Pricing with Black-Sholes Model

European Option Pricing

There are several mathematical models available to price options, including the Black-Scholes Model and the Binomial Model. In our case, we have chosen to use the Black-Scholes Model, which is widely used in the financial industry.

Below are the formulas for pricing a call option $(C)$ and a put option $(P)$ using the Black-Scholes Model.

C(t) = N(d_1)S_t-N(d_2)Ke^{-rt}

P(t) = -N(-d_1)S_t+N(-d_2)Ke^{-rt}

Where:

d_1 = \frac{ln\frac{S}{K}+(r+\frac{\sigma^2}{2})}{\sigma\sqrt t}

d_2 = d_1 - \sigma \sqrt t

And:

$N$ is the cumulative distribution function (CDF) of the normal distribution.

$S$ is the spot price of the underlying asset in USD.

$K$ is the strike price of the option in USD.

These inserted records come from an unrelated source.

PR #9405, opened 2023-10-25
Fix class/struct naming

deeprobin:
## Summary

While working on the CngProperty class (see https://github.com/dotnet/runtime/pull/93805), 
I discovered a little something in the documentation.

The docs refer to `CngProperty` as a class, even though it is a struct.
This PR fixes that - no special issue for it (I can create a issue if needed).

/cc @gewarren @vcsjones


gewarren (approved):
Thanks @deeprobin!

vcsjones (approved):

PR #9409, opened 2023-10-26
Update Activator.xml

### LINKED ISSUE #9407: `Activator.CreateInstance` does not document `null` returns
**Issue description**

All overloads of [`Activator.CreateInstance`](https://learn.microsoft.com/en-us/dotnet/api/system.activator.createinstance?view=net-7.0) are documented as possibly returning `null`, but the situations where `null` could be returned are not documented.

Specifically, for the overloads taking a `System.Type`, "[a] reference to the newly created object" _implies_ that `null` will never be returned, but digging into the source shows the return types of all inner calls returning a possibly null `object?`. At the very bottom, `RuntimeType.CreateUninitializedObject` calls `_pfnAllocator`, which is a `delegate*` returning `object?`, but no comments to explain why.

*EDIT*: As pointed out by @vcsjones below, `null` is returned when the type is a `Nullable<T>`. Such behavior is documented, but is not obvious. See [my comment below](https://github.com/dotnet/dotnet-api-docs/issues/9407).

colejohnson66:
## Summary

Document (in the "returns" section) when `Activator.CreateInstance` can return `null`. This information is currently documented in the remarks, but, as remarks are placed below exceptions and examples, it's easy to miss.

Fixes #9407

## Question

Should the note of `null` returns be removed from the remarks area?

### DIFF
--- a/xml/System/Activator.xml
+++ b/xml/System/Activator.xml
@@ -157,7 +157,7 @@
         <param name="assemblyName">The name of a file that contains an assembly where the type named <paramref name="typeName" /> is sought.</param>
         <param name="typeName">The name of the type to create an instance of.</param>
         <summary>Creates an instance of the COM object whose name is specified, using the named assembly file and the parameterless constructor.</summary>
-        <returns>A handle that must be unwrapped to access the newly created instance.</returns>
+        <returns>A handle that must be unwrapped to access the newly created object, or <see langword="null" /> for <see cref="T:System.Nullable`1" /> instances.</returns>
         <remarks>
           <format type="text/markdown"><![CDATA[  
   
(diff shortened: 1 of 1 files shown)


colejohnson66:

$r$ is the risk-free rate, set to 0 because it doesn't exist in DeFi.

$t$ is the time to maturity in years.

$\sigma$ is the implied volatility of the underlying asset.

Eonian Option Pricing

Eonian Options are perpetual derivatives that utilize a rolling cost, and have the potential to solve issues related to option portfolio rolling and liquidity fragmentation. Unlike other derivatives, the rolling cost charged daily for Eonian Options does not aim to incentivize price convergence to the spot price. Instead, it is intended to cover the rolling cost, which is the difference between the value of the trader's portfolio at time $t$ and the value of the same portfolio at time $t + 1$ due to the theoretical repurchase of new options on a daily basis.

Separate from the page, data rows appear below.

PR #9411, opened 2023-10-26
Added Aspose.Drawing as an alternative to System.Drawing

Sergey-Vlasov:
## Summary

Added Aspose.Drawing as an alternative to System.Drawing. (Also reordered ImageSharp link and added license type to match the docs repository.)

### DIFF
--- a/includes/drawing.md
+++ b/includes/drawing.md
@@ -9,4 +9,4 @@
 >
 > - In .NET 6 and later versions, the [System.Drawing.Common](https://www.nuget.org/packages/System.Drawing.Common/) NuGet package is only supported on Windows operating systems. For more information, see [System.Drawing.Common only supported on Windows](/dotnet/core/compatibility/core-libraries/6.0/system-drawing-common-windows-only).
 >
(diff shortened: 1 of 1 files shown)


MSDN-WhiteKnight:
Was this discussed with any maintainers? I don't like that API docs host ever-growing catalog of graphics libraries, including commercial ones. The disadvantage is that if this list becomes longer, it becomes harder for reader to choose which library to use, as we are not providing any sort of details for which scenario which library is better. I think this list should either include only a reasonably short list of most commonly used libraries, or link into some external resource that lists more libraries and provides some details that help reader to choose between them.

Sergey-Vlasov:
@MSDN-WhiteKnight

It was approved by Bill Wagner and Genevieve Warren:
https://github.com/dotnet/docs/pull/37651

Of all alternatives, Aspose.Drawing most fully implements System.Drawing functionality and uniquely provides direct migration without rewriting existing code.

gewarren:
Just to clarify, I didn't technically approve https://github.com/dotnet/docs/pull/37651.
@BillWagner Who should we consult on this from the product team?

PR #9424, opened 2023-11-01
Clarify Interlocked.{In|De}crement

Smaug123:
## Summary

Fix some ambiguous English. Was "the decremented value" the value that was decremented, or the value after it was decremented? A bit of thought indicates that it must be the latter (otherwise the API is useless), but why make the user do that thinking.


kouvel (approved):
Thanks!

kouvel:
Actually it would probably be good to update all of the other overloads in the same change. @Smaug123 if you want to do that, that would be great, or I can do so later.

Smaug123:
Ah sorry, I didn't think to search for other overloads 🤦 coming up.

kouvel:
Much appreciated, thanks!

PR #9433, opened 2023-11-07
Update SuppressGCTransitionAttribute.xml

AaronRobinsonMSFT:
Add note about exceptions being thrown at different times when this attribute is applied.

See https://github.com/dotnet/runtime/issues/94029

### DIFF
--- a/xml/System.Runtime.InteropServices/SuppressGCTransitionAttribute.xml
+++ b/xml/System.Runtime.InteropServices/SuppressGCTransitionAttribute.xml
@@ -51,7 +51,7 @@ This attribute is ignored if applied to a method without the <xref:System.Runtim
  * Immediate runtime termination.
  * Data corruption.
 
-Applying this attribute impacts the timing of when the export binding of the P/Invoke is performed. <xref:System.EntryPointNotFoundException> or other exceptions might be thrown earlier than when the attribute is not applied.
+Applying this attribute can cause the P/Invoke export to be bound earlier as a side-effect of the calling method being JIT compiled. <xref:System.EntryPointNotFoundException> or other exceptions might be thrown earlier than when the attribute is not applied.
 
           ]]></format>
     </remarks>


xml/System.Runtime.InteropServices/SuppressGCTransitionAttribute.xml
```diff
@@ -51,6 +51,8 @@ This attribute is ignored if applied to a method without the <xref:System.Runtim
  * Immediate runtime termination.
  * Data corruption.
 
+ Applying this attribute impacts when the export binding of the P/Invoke is performed. This can result in <xref:System.EntryPointNotFoundException> or other exceptions being thrown earlier than when the attribute is not applied.
```
gewarren, line 54:
```suggestion
Applying this attribute impacts the timing of when the export binding of the P/Invoke is performed. <xref:System.EntryPointNotFoundException> or other exceptions might be thrown earlier than when the attribute is not applied.
```

gewarren (approved):
Thanks. I left a suggestion for consideration.

xml/System.Runtime.InteropServices/SuppressGCTransitionAttribute.xml
jkotas:
```suggestion
 Applying this attribute can cause the P/Invoke export to be bound earlier as side-effect of the calling method being JIT compiled. This can result in <xref:System.EntryPointNotFoundException> or other exceptions being thrown earlier than when the attribute is not applied. 
```
We can be more specific about the timing differences.

xml/System.Runtime.InteropServices/SuppressGCTransitionAttribute.xml
```diff
@@ -51,6 +51,8 @@ This attribute is ignored if applied to a method without the <xref:System.Runtim
  * Immediate runtime termination.
  * Data corruption.
 
+Applying this attribute impacts the timing of when the export binding of the P/Invoke is performed. <xref:System.EntryPointNotFoundException> or other exceptions might be thrown earlier than when the attribute is not applied.
```
AaronRobinsonMSFT, line 54:
```suggestion
Applying this attribute can cause the P/Invoke export to be bound earlier as a side-effect of the calling method being JIT compiled. <xref:System.EntryPointNotFoundException> or other exceptions might be thrown earlier than when the attribute is not applied.
```

jkotas (approved):

PR #9444, opened 2023-11-10
Fix docs of MemoryExtensions.AsSpan<T>(this T[]? array, int start, int length)

halgab:
## Summary

I've spotted what looks like a bad copy/paste from the corresponding string extension method for method `MemoryExtensions.AsSpan<T>(this T[]? array, int start, int length)`


BillWagner (approved):
Thanks @halgab 

I've reviewed this, and it LGTM. I'll :shipit: now.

The rolling cost for an Eonian Options is determined by the formula $(MARK - PAYOFF)$ , which holds a unique significance - it represents the time value of the option.

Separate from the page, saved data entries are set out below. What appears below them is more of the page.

PR #9452, opened 2023-11-14
Set feedback system to "standard"

gewarren:
For the product feedback and Q&A links to show in the top feedback box, we have to set the feedback system to "Standard". The only difference is that the standard feedback box will also now appear at the bottom of the articles.

See https://dev.azure.com/ceapex/Engineering/_workitems/edit/923409.


BillWagner (approved):
This LGTM. Let's :shipit:

PR #9475, opened 2023-11-22
Fix build suggestions

gewarren:
Contributes to dotnet/docs#37820

(Hide whitespace changes in diff.)


merriemcgaw (commented):
Looks good for System.Windows.Forms

PR #9480, opened 2023-11-27
Remove a misleading statement about ValidationResult

siriak:
## Summary

`ValidationResult.Success` is `null` if validation is successful as it is stated in remarks. I don't understand how these `true` and `false` are related to `ValidationResult`, so I've removed them.


rzikm:
@gewarren can you please have a look?

gewarren (approved):
LGTM - thanks @siriak

PR #9489, opened 2023-12-02
fix typo

jedatwork:
fixes a typo that prevents the code runner from succeeding without modification


gewarren (approved):
Thanks @jedatwork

The formula for the payoff of a call option is:

PAYOFF = max(S-K, 0)

The formula for the payoff of a put option is:

PAYOFF = max(K-S, 0)

$MARK$ represents the quoted price of the option provided by the pool.

The payment frequency of the rolling cost is denoted by $F$ .

The pricing formula of the Eonian Option, based on the pricing formula of the everlasting option can be expressed as follows [6]:

E = \frac{1}{F} \times \sum_{i=1}^{\infty} (\frac{1}{F+1})^i \times P_{t_{i}}

Where $E$ is the price of the Eonian Option and $P_{t_i}$ is the price of a European option (given by the Black Sholes Model) which expires in $t_i$ years.

As this is more convenient in DeFi, since the rolling cost is paid every block, we tend the payment frequency $F$ towards $\infty$ . Therefore, the summation converges to the following integral.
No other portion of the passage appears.